How COVID Has Changed False Advertising Rules
What manufacturers should note: Plaintiffs’ lawyers are filing an increasing number of false advertising claims alleging that cleaning and sanitizing products do not do what they purport to do. While plaintiffs must still satisfy the existing legal standards for false advertising claims, these claims may lead some manufacturers to consider adjusting their marketing strategies.
Businesses across the country are facing challenges, including lawsuits, as they grapple with how COVID-19 has impacted their operations, work forces, and supply chains. The wave of litigation is rising, and it appears that no industry is immune. Schiff Hardin’s Coronavirus Task Force is publishing this series to identify of-the-moment issues and potential liabilities facing businesses as they begin to re-open, transform their processes, and face the new reality.
One recent cleaning-product lawsuit is the proposed class action Gudgel v. Clorox Co, in which a California plaintiff alleges that The Clorox Company misrepresented the disinfecting capability of its Splash-Less® bleach product. The complaint asserts that, by adding the ingredients necessary to achieve the higher viscosity of its splashless formula, Clorox altered the concentration of sanitizing agent sodium hypochlorite to a variable 1-5 percent, which the complaint alleges is insufficiently strong to disinfect. The complaint alleges that a solution requires at least a 5 percent concentration of sodium hypochlorite to be effective against bacteria, fungi, and viruses. Clorox’s regular bleach product contains a concentration of between 5 percent and 6.5 percent.

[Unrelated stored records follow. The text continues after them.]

Issue #1486, opened 2021-11-08
`json` annotations are not supported in attributevalue.MarshalMap


Cyberax:
Confirm by changing [ ] to [x] below to ensure that it's a bug:
- [X] I've gone though the [API reference](https://docs.aws.amazon.com/sdk-for-go/v2/api/)
- [X] I've checked [AWS Forums](https://forums.aws.amazon.com) and [StackOverflow](https://stackoverflow.com/questions/tagged/aws-sdk-go) for answers
- [X] I've searched for [previous similar issues](https://github.com/aws/aws-sdk-go-v2/issues) and didn't find any solution
  
**Describe the bug**
`json` annotations are not supported in attributevalue.MarshalMap. The only supported annotations are `dynamodbav`. This is a regression compared to the V1 SDK.

**Version of AWS SDK for Go?**
Example: v1.11.0, DDB: 1.7.0

**Version of Go (`go version`)?**
1.16

**To Reproduce (observed behavior)**
```
type SomeStruct struct{
    Id string `json:"id"`
}
s := SomeStruct{Id: "123"}
values, err := attributevalue.MarshalMap(&s)
// values will contain: {Id -> "123"} - note the upper case
```

**Expected behavior**
Return:
```
id -> "123"
```

moogacs:
I have encountered the same bug which `json` tag is not respected  when marshalling a `struct` and it has inconsistent behaviour that it's sometimes respected and sometimes not

```
go version v1.16
dynamodb v1.9.0 
aws sdk v1.11.1

```

0DegreesKelvin:
Same bug for me after update to aws sdk v1.11.1

jasdel:
Thanks for reaching out. The issue you're experiencing is the intended behavior of V2 SDK's AttributeValue (un)marshalers. The best way to configure the (un)marshalers to use alternative struct tags is to documented in the package's [Overview](https://pkg.go.dev/github.com/aws/aws-sdk-go-v2/feature/dynamodb/attributevalue#hdr-Struct_tags)

There are a few ways you can configure the (un)marshaler for the serialized id to use.
* add `dynamodbav:"name"` struct tag to fields
* Implement [attributevalue.Marshaler](https://pkg.go.dev/github.com/aws/aws-sdk-go-v2/feature/dynamodb/attributevalue#Marshaler) with custom specification of conversion between Go type and AttributeValue.
[...]

PR #1520, opened 2021-12-03
1486: dynamo/attributevalue  allow json tag encoding/decoding

moogacs:
#1486 reads json tags on marshalling structs


jasdel:
Thanks for taking the time to create this PR @moogacs I updated #1486 with information how to use alternative tags with the `attributevalue` package's (un)marshalers.

In addition, adding support for `json` struct tag name by default could be a breaking change for some users where serialization of structure field names would change, and no longer be compatible with their data stored in their table.

Lets use #1486 and #1494 for discussion of this issue.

The plaintiff alleges common law tort claims and violations of California consumer protection and false advertising laws.

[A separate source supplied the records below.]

PR #1522, opened 2021-12-04
Credential_cache: Exposing Renew method

fpozzobon:
The aim of this PR is to expose a Renew function.
Consumers of credential_cache can rotate credentials without having to invalidate the cache first.

Use case:
- Renew the credential before it expires outside of the "hot path" to avoid extra latency (eg when presigning S3 objects)

### DIFF
--- a/CHANGELOG.md
+++ b/CHANGELOG.md
@@ -11,6 +11,7 @@
 ## Module Highlights
 * `github.com/aws/aws-sdk-go-v2/service/batch`: [v1.17.0](service/batch/CHANGELOG.md#v1170-2022-03-25)
   * **Feature**: Bug Fix: Fixed a bug where shapes were marked as unboxed and were not serialized and sent over the wire, causing an API error from the service.
+  * This is a breaking change, and has been accepted due to the API operation not being usable due to the members modeled as unboxed (aka value) types. The update changes the members to boxed (aka pointer) types so that the zero value of the members can be handled correctly by the SDK and service. Your application will fail to compile with the updated module. To workaround this you'll need to update your application to use pointer types for the members impacted.
 * `github.com/aws/aws-sdk-go-v2/service/ec2`: [v1.33.0](service/ec2/CHANGELOG.md#v1330-2022-03-25)
   * **Feature**: This is release adds support for Amazon VPC Reachability Analyzer to analyze path through a Transit Gateway.
 * `github.com/aws/aws-sdk-go-v2/service/ssm`: [v1.24.0](service/ssm/CHANGELOG.md#v1240-2022-03-25)
--- a/service/batch/CHANGELOG.md
+++ b/service/batch/CHANGELOG.md
@@ -1,6 +1,7 @@
 # v1.17.0 (2022-03-25)
 
 * **Feature**: Bug Fix: Fixed a bug where shapes were marked as unboxed and were not serialized and sent over the wire, causing an API error from the service.
+* This is a breaking change, and has been accepted due to the API operation not being usable due to the members modeled as unboxed (aka value) types. The update changes the members to boxed (aka pointer) types so that the zero value of the members can be handled correctly by the SDK and service. Your application will fail to compile with the updated module. To workaround this you'll need to update your application to use pointer types for the members impacted.
 
 # v1.16.2 (2022-03-24)
 


aws/credential_cache.go
```diff
@@ -101,6 +101,11 @@ func (p *CredentialsCache) singleRetrieve(ctx context.Context) (interface{}, err
 		return *creds, nil
 	}
 
+	return p.Renew(ctx)
+}
+
+// Renew will fetch a new credential from provider and cache it
+func (p *CredentialsCache) Renew(ctx context.Context) (interface{}, error) {
```
jasdel, line 108: I think this change would introduce race conditions with the underlying provider's Retrieve method. The CredentailsCache plays two roles.

1.) caching of credentials so they are not retrieved as often
2.) concurrency safe wrapper around a unsafe provider.

a `Renew` method like this would expose the potentially unsafe provider to race conditions

jasdel (changes requested):
Thanks for taking the time to create this PR @fpozzobon. 

I think that the CredentialsCache can be used in the way you're looking for without adding additional methods.

The CredentialsCache's [Invalidate](https://pkg.go.dev/github.com/aws/aws-sdk-go-v2/aws#CredentialsCache.Invalidate) method will invalidate the cache so that the next call to [Retrieve](https://pkg.go.dev/github.com/aws/aws-sdk-go-v2/aws#CredentialsCache.Retrieve) will refresh the credentials. This can be done outside of a hot path without modifying the `CredentialsCache` type.

```go
cfg, err := config.LoadDefaultConfig(context.TODO())
// ...

cfg.Credentials.Invalidate()
_, err := cfg.Credentials.Retrieve(context.TODO())
```

fpozzobon:
> Thanks for taking the time to create this PR @fpozzobon.
> 
> I think that the CredentialsCache can be used in the way you're looking for without adding additional methods.
> 
> The CredentialsCache's [Invalidate](https://pkg.go.dev/github.com/aws/aws-sdk-go-v2/aws#CredentialsCache.Invalidate) method will invalidate the cache so that the next call to [Retrieve](https://pkg.go.dev/github.com/aws/aws-sdk-go-v2/aws#CredentialsCache.Retrieve) will refresh the credentials. This can be done outside of a hot path without modifying the `CredentialsCache` type.
> 
> ```go
> cfg, err := config.LoadDefaultConfig(context.TODO())
> // ...
> 
> cfg.Credentials.Invalidate()
> _, err := cfg.Credentials.Retrieve(context.TODO())
> ```

@jasdel thanks for your quick feedbacks.
my concern on invalidating the cache before retrieving the credentials is that if a request from the "hot path" comes in it will be slowed by retrieving new credentials.
To address this risk, I created a cache layer around CredentialCache but it is a bit redundant ^^'

aws/credential_cache.go
fpozzobon: Fair point, do I understand correctly that "p.sf.DoChan" is protecting from race conditions by deduplicating?
what if we add a simple mutex here, would it be acceptable?

fpozzobon:
Let me explain more in details the rational, our service is having a number of requests > 2k/s and a SLO of up to 150ms (request is cancelled after that)

@jasdel my concern on your suggestion is the following scenario:

- renewer: Object responsible for rotating the credential
- service: Object responsible for presigning s3 url
- credential_cache is shared on those 2 objects

1.  Renewer invalidate the cache: `cfg.Credentials.Invalidate()`

2. (bad luck) A request comes in, service presign s3 url
2.1. presign s3 url calls `cfg.Credentials.Retrieve(ctx)`
2.2. as cache is invalidated, cache request new credential from provider
2.3. wait for new credentials

3. Renewer calls. cfg.Credentials.Retrieve(context.TODO())
3.1. deduplication from cache and waiting for credentials

4. Credentials are retrieved, cached

5. Request can proceed to presign (but it can be too late due to waiting for new credentials)

=> Ideally the renewal should be isolated from the cache (ie not invalidated too early) until the new credentials are ready so that it doesn't disrupt the "hot path"


Is this scenario correct or am I missing something?

Many thanks

jasdel:
Thanks for updating this PR, and feedback. I'm working on a feature for the `smithy-go` module, and I'm wondering if this concept could be applied this PR's usecase as well. Where it would be helpful to renew credentials asynchronously, or out of band of API client's calling `Retrieve`.


I'm working on a feature in`smithy-go` for support of Smithy's [Bearer Token authentication](https://awslabs.github.io/smithy/1.0/spec/core/auth-traits.html#httpbearerauth-trait). A part of this feature needs its own [TokenCache](https://github.com/aws/smithy-go/blob/jasdel/feat/BearerToken/auth/bearer/token_cache.go). This `TokenCache` defaults to asynchronous refresh of the bearer token 

I'm thinking we could port the concept of asynchronous refresh of the `TokenCache` to the SDK's `CredentialsCache`. Maybe create an `CredentialsAsyncCache`, but would prefer if this could be worked into `CredentialsCache instead. This would allow asynchronous background refreshes of the SDK's AWS Credentials before credentials actually expire. I think that would address the usecase/feature request of this PR.

fpozzobon:
> Thanks for updating this PR, and feedback. I'm working on a feature for the `smithy-go` module, and I'm wondering if this concept could be applied this PR's usecase as well. Where it would be helpful to renew credentials asynchronously, or out of band of API client's calling `Retrieve`.
> 
> The feature in`smithy-go` is for support of Smithy's [Bearer Token authentication](https://awslabs.github.io/smithy/1.0/spec/core/auth-traits.html#httpbearerauth-trait). A part of this feature needs its own Caching utility, [TokenCache](https://github.com/aws/smithy-go/blob/jasdel/feat/BearerToken/auth/bearer/token_cache.go). Unlike the `CredentialsCache` in the SDK, the `TokenCache` defaults to asynchronous refresh of the bearer token, and does not modify the retrieved token's Expiration.
> 
> I'm thinking we could port the concept of asynchronous refresh of the `TokenCache` to the SDK's `CredentialsCache`. Maybe create an `CredentialsAsyncCache`, but would prefer if this could be worked into `CredentialsCache instead. This would allow asynchronous background refreshes of the SDK's AWS Credentials before credentials actually expire. I think that would address the usecase/feature request of this PR.

I think it's a good idea, there is a challenge though on how to deduce if the expiration of the token is "real expiration" or "anticipated expiration" with the `ExpiryWindow option set` as this logic is hidden behind `Expired() function` and `AdjustExpiresBy`.
Closing this PR as it was stalled since some times and having conflicts.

The complaint details the impact of the COVID-19 pandemic on consumer buying habits, and the plaintiff alleges that she purchased the splashless product believing that it could be used to disinfect surfaces and control viral spread.
In October 2020, Clorox moved to dismiss the complaint for failure to state a claim, arguing that the plaintiff “d[id] not identify a valid theory of deception, because [she] alleges no facts showing an affirmative misrepresentation or fraudulent omission.”
The court sided with Clorox, dismissing Plaintiff’s claims without prejudice on January 21, 2021. The court explained that Plaintiff’s California consumer law allegations are governed by the “reasonable consumer” standard, which requires a plaintiff to demonstrate a probability “that a significant portion of the general consuming public or of targeted consumers, acting reasonably in the circumstances, could be misled.” While the question of whether a reasonable consumer is likely to be deceived is generally a question of fact, in “rare situations” a court may decide that a plaintiff’s allegations of deceptive acts are “simply not plausible” as a matter of law.
The court held that none of the terms or phrases cited by Plaintiff implied that the product was capable of sanitizing or disinfecting. For that reason, Clorox was not required to include a disclaimer of any type. Nor, the court found, was it necessary for Clorox to disclose the concentration of sodium hypochlorite. The court also held that, because Clorox did not hold the product out as compliant under Centers for Disease Control and Prevention (CDC) standards, it did not need to disclose that the Splash-Less® product did not meet those guidelines.
How COVID Might Change the Reasonable Consumer Standard
There’s no question that the pandemic has affected consumer behavior, but in Gudgel, it did not affect how the court analyzed the plaintiff’s false advertising claims. As the Court in Gudgel noted, the reasonable consumer test requires more than a mere possibility that a defendant’s product “might conceivably be misunderstood by some few consumers viewing it in an unreasonable manner.”
What Companies Can Do Now
Notwithstanding the outcome in Gudgel, companies may wish to consider adjusting their marketing efforts to deter COVID-related litigation. One way to do this may be via on-product labels.
Even before Gudgel was filed, it appears that Clorox had already tailored at least some of its messaging to current events. Its website began identifying products that had “received approval from the EPA for kill claims” against the coronavirus and contained a page explaining the differences between “cleaning” and “disinfecting.” Clorox also added a pop-up window to its website with the following language: “An Important Safety Message . . . Bleach and other disinfectants are not suitable for consumption or injection under any circumstances.” A judge or jury would not likely find that a “reasonable” consumer could believe that ingesting bleach is an effective or safe treatment for the coronavirus even without this warning, but Clorox issued it nonetheless.
Though manufacturers’ focus will continue to be on warnings and instructions that allow their products to be used safely, the threat of COVID-related litigation may lead some manufacturers to consider whether to include warnings against wholly unexpected and unreasonable uses, simply as an attempt to mitigate litigation expenses related to those uses.